Maybe then one would have to travel to Iceland to really understand why their pop music landscape is seemingly dominated by quiet post-experimental spaced-out rock bands like Sigur Rós and Mum. These are mysterious bands that somehow find a way to simultaneously flood their music with countless layers of instruments and melodies but still manage to sound just barely louder than a whisper. Iceland is a very isolated country and sparsely populated, so maybe they just aren’t used to that much noise. The possibility also exists that the place is just too damn cold to get up the energy to produce anything remarkably loud or fast-paced. Or maybe the nation’s water supply has some natural sedatives in it (a possible overdose of said sedatives just might explain Björk).

The latest export from this Nordic freezer is Bang Gang (not Gang Bang; if you’re going to Google them, make sure you get the word order right) and their album Something Wrong. While it’s the band's first release in America, it’s their third album overall, and they’ve been recording since the late '90s. So while they may be able to credit their recent Western exposure to the success of Icelandic indie-rock superstars Sigur Rós, you can’t accuse Bang Gang of ripping them off musically, because they’ve been around longer than their hipster-cherished countrymen.

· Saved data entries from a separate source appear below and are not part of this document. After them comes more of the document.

PR #308, opened 2023-09-14
[MI-3514] Removed the logic of processing post attachments on receiving update activity from MS Teams

### LINKED ISSUE #307: Remove the logic of processing post attachments whenever an update activity is received from Teams

manojmalik20:
#### Summary
Removed the logic of processing post attachments on receiving update activity from MS Teams

#### Ticket Link
Fixes #307


server/handlers/converters.go
```diff
@@ -59,7 +59,10 @@ func (ah *ActivityHandler) msgToPost(channelID, senderID string, msg *msteams.Me
 		text = "## " + msg.Subject + "\n" + text
 	}
 
-	post := &model.Post{UserId: senderID, ChannelId: channelID, Message: text, Props: props, RootId: rootID, FileIds: attachments}
+	post := &model.Post{UserId: senderID, ChannelId: channelID, Message: text, Props: props, RootId: rootID}
+	if isUpdatedActivity {
+		post.FileIds = attachments
+	}
```
ayusht2810, line 65: shouldn't we add file IDs in all cases?

manojmalik20: It is a PATCH API. We should only send those fields which we want to update.

ayusht2810 (approved):

avas27JTG (approved):

Kshitij-Katiyar (approved):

While they share many of the qualities commonly associated with Sigur Rós and other Icelandic bands -- mainly their overall spacey, quiet sound and gentle melodies -- they’ve also found some ways to stand out. Firstly, while they are an experimental-sounding band, they also keep their music firmly grounded in pop reality. Songs like “Forward And Reverse” and “Inside” are sedate and slow, but never so slow that you forget that you’re actually listening to music. While listening to Something Wrong you’ll even hear a guitar solo or two -- albeit a short and fairly quiet one. If you have any doubt as to their pop-music inspiration, listen to their surprising cover of The Supremes’ “Stop In the Name Of Love.” Shockingly faithful to the original, this folk-cum-electronic take on the Motown classic is downright beautiful and conveys the raw emotion and desperation of the lyrics in a way the original never did.

There are a few things wrong with Something Wrong, however. Nearly every song on the album has a different lead singer, and some of them just aren’t up to task. “Everything's Gone” begins with a painful squeal by Bardi Johannsson and never really recovers, and “Contradiction” features vocals by a woman named Nicolette Suwoton, who is trying way too hard to be Billie Holliday and instead sounds like someone with a wicked sinus infection.

No matter who they have at the mic Bang Gang is always on top of things musically, and their beautiful and relaxing music should appeal to anyone into the dream-pop sound that is currently not only the rage in Iceland but over most of Europe as well.